So no if its on the internet and its publicly viewable, i don't see why a bot like chatgpt should somehow be blind to a site that a human can see lol, hell microsofts made their new AI system see your screen, do you also want the AI's to somehow black out the screen area that has the website open and ... know theirs a TOS somewhere on the page
But wait, we already had a working mechanism to signal exactly this type of opting out[1] so let me rephrase the OP question: why does OpenAI get to be exempt from existing opt-out mechanisms and implement their own?
It certainly does seem as if they're trying to position themselves as a new standard against which content owners have to actively opt-out, and thus disregarding the already existing active opt-out signals. But that would mean that they don't actually care about privacy, and their opt-out signal is disengenuous! That can't be right, can it?? Surely everything they do is in good faith, just like every other corporation ever!
Anyway, the fact that they disregard existing privacy standards and rolled out their own privacy standard definitely gives me a lot of confidence that they will forever follow the privacy standards they themselves created!
Now excuse me, but I have to go get treatment for terminally metastasized sarcasm.
1) because they are not in law
2) because you too can ignore robots.txt
I thought is was obvious that Microsoft is clearly about to establish the next "standard" with near windows level of ubiquity, it will end up our primary starting point to use Microsoft stuff - we won't open apps, Copilot will.
Actions speak louder than words tho - look at how obvious they are being
Copilot is included with windows, they added a button for it to all keyboards made here on out, built it into Edge, Office, is a standalone app, their search engine and now their Xbox games NPCs will be AI powered, prolly open to all their game pass studios.
If it goes the way I expect Microsoft will be essentially done positioning themselves for the world we talk to and expect to listen to us - and organize, track and recall anything I talk to about it.
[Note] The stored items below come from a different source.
PR #68, opened 2015-11-12
Changes need in bgp provider to rescue unsupported features

RichWellum:
Adding rescues where needed.


lib/puppet/provider/cisco_bgp/nxapi.rb
```diff
@@ -230,7 +232,11 @@ def puts_config
     current = sprintf("\n%30s: %s", 'asn', @bgp_vrf.asnum)
     current.concat(sprintf("\n%30s: %s", 'vrf', @bgp_vrf.vrf))
     BGP_ALL_PROPS.each do |prop|
-      current.concat(sprintf("\n%30s: %s", prop, @bgp_vrf.send(prop)))
+      begin
+          current.concat(sprintf("\n%30s: %s", prop, @bgp_vrf.send(prop)))
+        rescue Cisco::UnsupportedError
+          nil
+        end
```
robert-w-gries: Indentation is off.  What's strange is that I ran rubocop 0.34.2 against this file, and it's not catching it.

lib/puppet/provider/cisco_bgp/nxapi.rb
```diff
@@ -230,7 +232,11 @@ def puts_config
...
     end
     debug current
   end # puts_config
```
chrisvanheuveln: :+1: after indentation fix

glennmatthews:
This is no longer needed after cisco/cisco-network-node-utils#82, correct?

RichWellum:
Yes correct - will have a new diff out shortly.

PR #71, opened 2015-11-16
Feature/aaa

hunsbea:
merge aaa group tacacs into develop now that the corresponding node utils piece has been merged and this provider/type can be used


chrisvanheuveln:
Alex said this is the same code that I just merged into feature/aaa so I'll merge after he posts test results.

hunsbea:
beaker tests ran successfully when I manually applied this hotfix: https://github.com/cisco/cisco-network-node-utils/commit/077408fd7b3be997ae6d6f2897e19136028e78bd which is already in develop, so this is all set.

PR #73, opened 2015-11-17
Feature/vxlan

alok-aggarwal:
Type and provider for vxlan_global.

Ran Rubocop and puppet-lint. Tested properties.


lib/puppet/type/cisco_vxlan_global.rb
```diff
@@ -0,0 +1,119 @@
...
+# See the License for the specific language governing permissions and
+# limitations under the License.
+
+Puppet::Type.newtype(:cisco_vxlan_global) do
+  @doc = "Manages the vxlan global configuration of a Cisco device.
+
+  cisco_vxlan_global { <title>:
+    ..attributes..
+  }
+
```
chrisvanheuveln: Use markdown syntax to display these as "puppet" code, ie:

```
\~~~puppet
  cisco_vxlan_global { <title>:
    ..attributes..
  }
\~~~
```

lib/puppet/type/cisco_vxlan_global.rb
```diff
@@ -0,0 +1,119 @@
...
+  There can only be one instance of the cisco_vtp.
+  Example:
+    cisco_vxlan_global { default:
+      ensure   					=> present,
+      dup_host_ip_addr_detection_host_moves  	=> 200,
+      dup_host_ip_addr_detection_timeout	=> 20,
+      anycast_gateway_mac  			=> '1223.3445.5668',
+      dup_host_mac_detection_host_moves  	=> 100,
+      dup_host_mac_detection_timeout		=> 10,
+    }
```
chrisvanheuveln: MD fence blocks for this one too. See the bgp types for examples.

lib/puppet/type/cisco_vxlan_global.rb
```diff
@@ -0,0 +1,119 @@
...
+  newproperty(:dup_host_ip_addr_detection_timeout) do
+    desc "The duplicate detection timeout in seconds for the number of host moves.
+          Valid values are Integer, keyword 'default'."
+
+    munge do |value|
+      begin
+        value = :default if value == 'default'
+        value = Integer(value) unless value == :default
+      rescue
+        raise 'Dup IP Addr timeout must be an integer.'
```
chrisvanheuveln: It may be more helpful to just use the property names on these messages, ie:

```
        raise 'dup_host_ip_addr_detection_timeout must be an integer.'
```

lib/puppet/type/cisco_vxlan_global.rb
```diff
@@ -0,0 +1,119 @@
...
+      value
+    end
+  end # property dup IP addr timeout
+
+  newproperty(:anycast_gateway_mac) do
+    desc 'Distributed gateway virtual MAC address. Valid values are string.'
+
+    validate do |anycast_gateway_mac|
+      fail 'Mac Address is not a string.' unless anycast_gateway_mac.is_a? String
+    end
```
chrisvanheuveln: I did say that it doesn't make sense for some properties to support 'default'; however, in this case now I'm wondering about the scenario where there's an existing gateway mac in the configuration and the user wants to make sure it's not present.
What do you set in the manifest to remove it? For that reason I think we need support for default after all (for this property). Do you agree?

chrisvanheuveln:
Mostly just minor formatting comments and the outstanding question on default support. The rest is good.

lib/puppet/type/cisco_vxlan_global.rb
chrisvanheuveln: Please update CHANGELOG.md.

alok-aggarwal: If the user sets anycast_gateway_mac => ' ' in the manifest file, it will remove the existing mac address.

alok-aggarwal: I was not sure what exactly to add, so i added this. Is this okay?
## Unreleased
### Added
- New type and provider for cisco_vxlan_global which covers the following attributes:
  - feature fabric forwarding
  - fabric forwarding dup-host-ip-addr-detection <host_moves> <timeout>
  - l2rib dup-host-mac-detection <host_moves> <timeout>
  - fabric forwarding anycast-gateway-mac <mac-addr>

lib/puppet/type/cisco_vxlan_global.rb
alok-aggarwal: done

lib/puppet/type/cisco_vxlan_global.rb
alok-aggarwal: done

lib/puppet/type/cisco_vxlan_global.rb
alok-aggarwal: done

lib/puppet/type/cisco_vxlan_global.rb
chrisvanheuveln: CHANGELOG: Actually it just needs to be a one liner under "New Features" like: `cisco_vxlan_global type and provider`. You can leave it like this for now and I'll fix it post-merge.

Defaults: Yes, that does work. However, consider this from a user's perspective: you clean up all of the other properties using 'default' in the manifest, but you have to remember that this particular property doesn't follow that convention and that it instead needs ' '. That seems like an unnecessary restriction for the user.

alok-aggarwal: Okay, supporting 'default' for anycast_gateway_mac now.

PR #78, opened 2015-11-20
Routetarget

andy91315:
1. pass the beaker test
2. pass the static analysis


README.md
```diff
@@ -284,6 +284,9 @@ BGP autonomous system number.  Valid values are String, Integer in ASPLAIN or AS
 ##### `vrf`
 Name of the resource instance. Valid values are string. The name 'default' is a valid VRF representing the global bgp.
 
+##### `route_distinguisher`
+Route Distinguisher (RD) is combined with the IPv4 or IPv6 prefix learned by the PE router to create a globally unique address. Valid values are String, keyword 'default'.
```
```
VPN Route Distinguisher (RD). The RD is combined with the IPv4 or IPv6 prefix learned by the PE router to create a globally unique address. Valid values are a String in the one of the route-distinguisher formats (ASN2:NN, ASN4:NN, or IPV4:NN); the keyword 'auto', or the keyword 'default'.
```

README.md
```diff
@@ -482,6 +485,31 @@ redistribute => [['direct'],
                  ['ospf 3',  'rm_ospf'],
                  ['rip 4']]
 ```
+
+##### `route target both auto`
+Enable/Disable route target both auto only for IBGP. Valid values are true, false, or 'default'.
```
chrisvanheuveln: You need to specify the actual property name here:
```
##### `route_target_both_auto`
(iBGP only) Enable/Disable the route-target 'auto' setting for both import and export target communities. Valid values are true, false, or 'default'.
```

README.md
```diff
@@ -482,6 +485,31 @@ redistribute => [['direct'],
...
+
+##### `route target both auto evpn`
+Enable/Disable route target both auto evpn only for IBGP. Valid values are true, false, or 'default'.
```
chrisvanheuveln: ##### `route_target_both_auto_evpn`
(iBGP only, EVPN only) Enable/Disable the EVPN route-target 'auto' setting for both import and export target communities. Valid values are true, false, or 'default'.
```

File: README.md [hunk 4]
```diff
@@ -482,6 +485,31 @@ redistribute => [['direct'],
...
+
+##### `route target import`
+Set route target import extended communities. Valid values are Array, String, keyword 'default'.
```
```
##### `route_target_import`
Sets the route-target import extended communities. Valid values are an Array or space-separated String of extended communities, or the keyword 'default'.

Examples:

~~~ruby
route_target_import => ['1.2.3.4:5', '33:55']
route_target_export => '4:4 66:66'
\~~~
```

lib/puppet/type/cisco_bgp.rb
```diff
@@ -169,6 +170,23 @@ def name
   # Properties #
   ##############
 
+  newproperty(:route_distinguisher) do
+    desc "Route Distinguisher (RD) is combined with the IPv4 or IPv6 prefix
+          learned by the PE router to create a globally unique address.
+          Valid values are String, keyword 'default'."
```
chrisvanheuveln: Use the updated description from the README instead.

lib/puppet/type/cisco_bgp_af.rb
```diff
@@ -459,6 +469,112 @@ def insync?(is)
...
+  newproperty(:route_target_import, array_matching: :all) do
+    desc "Set route target import extended communities.
+          Valid values are Array, String, keyword 'default'"
+
+    match_error = 'must be specified in AS:nn or IPv4:nn notation'
+
+    validate do |community|
+      community.split.each do |value|
+        fail "Confederation peer value '#{value}' #{match_error}" unless
+          /^(?:\d+\.\d+\.\d+\.)?\d+.\d+$/.match(value) ||
```
chrisvanheuveln: This regex isn't quite right. The `.` is a match any single character so it will match on `111`, `1X1`, etc. Use this instead:

`/^(?:\d+\.\d+\.\d+\.)?\d+:\d+$/`

chrisvanheuveln:
Please update CHANGELOG.md as well. These are just a new properties for existing providers so they need to go under the `Added` section like so:

```
### Added
- Extended cisco_bgp with the following attributes:
  - route_distinguisher
- Extended cisco_bgp_af with the following attributes:
  - route_target_both_auto, route_target_both_auto_evpn
  - route_target_import, route_target_import_evpn
  - route_target_export, route_target_export_evpn
```

PR #79, opened 2015-11-20
Beaker passes on XR for builtin service provider

robert-w-gries:
The following testcases pass for XR and Nexus:

```
fileservicepkg/file_provider_nondefaults.rb
fileservicepkg/service_provider_nondefaults.rb
fileservicepkg/package_provider_nondefaults_1.rb
```

Tested service is now `bootlogd` because `syslog` does not function on XR.


RichWellum:
:+1:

Perfect for the smart glasses we all about to buy
Tbh, I think this will be the end of computing as we conceive it now - just not for the reason I expected originally.
Folders for example - I think Copilot will end folders and all the file organization stuff for normal users. I shouldn't need to ever kno where that stuff is on my PC after a future date, or manage it in any way.
Instead we'll have "real-time" folders, created from our own saved content, assembled to our inquiry and according to our preferences all named, topic labeled, and dated - but not by us.
Stored and retrieved by AI - lots like human memory actually.
Bc we'd then NEED Copilot just to access our stuff - I think that is most definitely coming sooner than later
A website can put up a TOS prohibiting such use, but my understanding is that is essentially unenforceable if the site is publicly accessible.
The recent Meta v Bright Data case highlights how extreme it can get without being technically illegal. https://techcrunch.com/2024/02/26/meta-drops-lawsuit-against...
If you’re trying to prevent scraping of your data, your best option is to not make it public.
I randomly block their IPs, tried some stuff with robots.txt and even completely banned it in the past as I thought this must be something else. It would just show up with new IPs and proceed.
The few times I checked it looked like official IPs. If I knew how I would sue Microsoft. They have no business in scraping my website 3-5 times a day when they send me basically no traffic
Edit:// it's also not my only website where bing goes crazy. And it's not new, this is going on for several years now (so no AI scraping I guess)
Your legal wherewithal relative to those who abuse them is what gives your terms of service teeth. Or leaves you toothless.